--- SUPPLIED RECORDS Enclosed Below ---

PR #133, opened 2018-10-15
Toggle checkout

danac-gs:
Bolt buttons are replaced with Magento default buttons (links) and vice versa
according to Bolt checkout restriction state. Bolt checkout may be restricted if there are
restricted items in cart, e.g. subscription products.


YevhenShBolt:
Please check with phpcs some classed. As an example, regarding a PSR2, some methods do not have a bracket in a new line.

danac-gs:
[WIP] flag put back, waiting for finishing the tests on Capillus before the merge.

--- End of Enclosed SUPPLIED RECORDS ---

(EXERCISE PROMPT)
Which lines above contain the word "checkout"? Copy each one.

(ANSWER SPACE)
Toggle checkout
according to Bolt checkout restriction state. Bolt checkout may be restricted if there are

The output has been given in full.